▶ RECORD SET:
::::

PR #4, opened 2023-05-03
Add a service client wrapper

ahoelscher-bdai:
This provides similar functionality as the existing action client wrapper. Specifically, it contains a node that is spun when waiting on the service, which allows a service to be called in a callback.


amessing-bdai (approved):

bdai_ros2_wrappers/bdai_ros2_wrappers/service_client.py
```diff
@@ -0,0 +1,21 @@
...
+
+    def __init__(self, node_name: str, service_type, service_name: str):
+        self._node_wrapper = NodeWrapper(node_name)
+        self._service_name = service_name
+        self._client = self._node_wrapper.node.create_client(service_type, service_name)
+
+    def call(self, request, timeout_sec=None):
+        """Calls the service and returns the result. This is safe to call from a callback."""
+        while not self._client.wait_for_service(timeout_sec=timeout_sec):
+            self._node_wrapper.node.get_logger().info(f"{self._service_name} not available, waiting again...")
```
amessing-bdai, line 18: Should this potentially loop forever or for a fixed number of times then raise an exception? Also, maybe use warn so it will stand out against all the info messages

PR #5, opened 2023-05-03
Reformat the code to black and ruff's standard

ahoelscher-bdai:


jbarry-bdai (approved):
I'm slightly concerned about not doing this on robot because the only unit test is for tf listener but I assume you did your other commit on robot so I'll take it :)

PR #10, opened 2023-06-22
[N/A]  Added spin thread design pattern to NodeWrapper

amessing-bdai:
This PR precedes the spatial math PR.

- Added an option to run a spin thread in the NodeWrapper - this was a design pattern that we were repeating in several places, so hopefully we can use this to reduce the duplicate code. It is set to behave the same as previously by default but has parameters to turn on the new functionality.
- Updated the `TFListenerWrapper` to have a context parameter (Used in unit tests, so we don't get an error from repeated init/shutdown of rclpy)
- Updated the unit test for `TFListenerWrapper` to be multiple tests instead of one lone test function (makes it easier to determine where the test is failing)
- Updated `TFListenerWrapper` to use the new NodeWrapper as it was employing the spin thread pattern
- Updates to the ServiceWrapper were just to make it line up with the changes to NodeWrapper and no changes to its interface
- Also, updated the copyrights to the new format we are using

- [x] I ran HIL tests on spot

### DIFF
--- a/bdai_ros2_wrappers/bdai_ros2_wrappers/__init__.py
+++ b/bdai_ros2_wrappers/bdai_ros2_wrappers/__init__.py
@@ -1,1 +1,1 @@
-# Copyright [2023] Boston Dynamics AI Institute, Inc.
+# Copyright (c) 2023 Boston Dynamics AI Institute, Inc.  All rights reserved.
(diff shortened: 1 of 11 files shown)


davidwatkins-bdai (approved):
This is a large commit but I couldn't find anything to complain about. Good work.

PR #11, opened 2023-06-23
[N/A] Fixed bug in action client wrapper

amessing-bdai:


ahoelscher-bdai (approved):
Should we get a UT for this in ros_utilities instead of just testing it in our repo?

amessing-bdai:
We should. Currently, there is only testing for the tf_listener_wrapper. I will make a JIRA ticket.

PR #16, opened 2023-08-09
[PN-70] Modifications to ActionClientWrapper for better async handling

amessing-bdai:
1. Exposed NodeWrapper parameters for creating an internal spin thread in ActionClientWrapper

::::

▶ WORK TASK: Would you set the entries down again, exactly as they were written?

▶ REPLY:
PR #4, opened 2023-05-03
Add a service client wrapper

ahoelscher-bdai:
This provides similar functionality as the existing action client wrapper. Specifically, it contains a node that is spun when waiting on the service, which allows a service to be called in a callback.


amessing-bdai (approved):

bdai_ros2_wrappers/bdai_ros2_wrappers/service_client.py
```diff
@@ -0,0 +1,21 @@
...
+
+    def __init__(self, node_name: str, service_type, service_name: str):
+        self._node_wrapper = NodeWrapper(node_name)
+        self._service_name = service_name
+        self._client = self._node_wrapper.node.create_client(service_type, service_name)
+
+    def call(self, request, timeout_sec=None):
+        """Calls the service and returns the result. This is safe to call from a callback."""
+        while not self._client.wait_for_service(timeout_sec=timeout_sec):
+            self._node_wrapper.node.get_logger().info(f"{self._service_name} not available, waiting again...")
```
amessing-bdai, line 18: Should this potentially loop forever or for a fixed number of times then raise an exception? Also, maybe use warn so it will stand out against all the info messages

PR #5, opened 2023-05-03
Reformat the code to black and ruff's standard

ahoelscher-bdai:


jbarry-bdai (approved):
I'm slightly concerned about not doing this on robot because the only unit test is for tf listener but I assume you did your other commit on robot so I'll take it :)

PR #10, opened 2023-06-22
[N/A]  Added spin thread design pattern to NodeWrapper

amessing-bdai:
This PR precedes the spatial math PR.

- Added an option to run a spin thread in the NodeWrapper - this was a design pattern that we were repeating in several places, so hopefully we can use this to reduce the duplicate code. It is set to behave the same as previously by default but has parameters to turn on the new functionality.
- Updated the `TFListenerWrapper` to have a context parameter (Used in unit tests, so we don't get an error from repeated init/shutdown of rclpy)
- Updated the unit test for `TFListenerWrapper` to be multiple tests instead of one lone test function (makes it easier to determine where the test is failing)
- Updated `TFListenerWrapper` to use the new NodeWrapper as it was employing the spin thread pattern
- Updates to the ServiceWrapper were just to make it line up with the changes to NodeWrapper and no changes to its interface
- Also, updated the copyrights to the new format we are using

- [x] I ran HIL tests on spot

### DIFF
--- a/bdai_ros2_wrappers/bdai_ros2_wrappers/__init__.py
+++ b/bdai_ros2_wrappers/bdai_ros2_wrappers/__init__.py
@@ -1,1 +1,1 @@
-# Copyright [2023] Boston Dynamics AI Institute, Inc.
+# Copyright (c) 2023 Boston Dynamics AI Institute, Inc.  All rights reserved.
(diff shortened: 1 of 11 files shown)


davidwatkins-bdai (approved):
This is a large commit but I couldn't find anything to complain about. Good work.

PR #11, opened 2023-06-23
[N/A] Fixed bug in action client wrapper

amessing-bdai:


ahoelscher-bdai (approved):
Should we get a UT for this in ros_utilities instead of just testing it in our repo?

amessing-bdai:
We should. Currently, there is only testing for the tf_listener_wrapper. I will make a JIRA ticket.

PR #16, opened 2023-08-09
[PN-70] Modifications to ActionClientWrapper for better async handling

amessing-bdai:
1. Exposed NodeWrapper parameters for creating an internal spin thread in ActionClientWrapper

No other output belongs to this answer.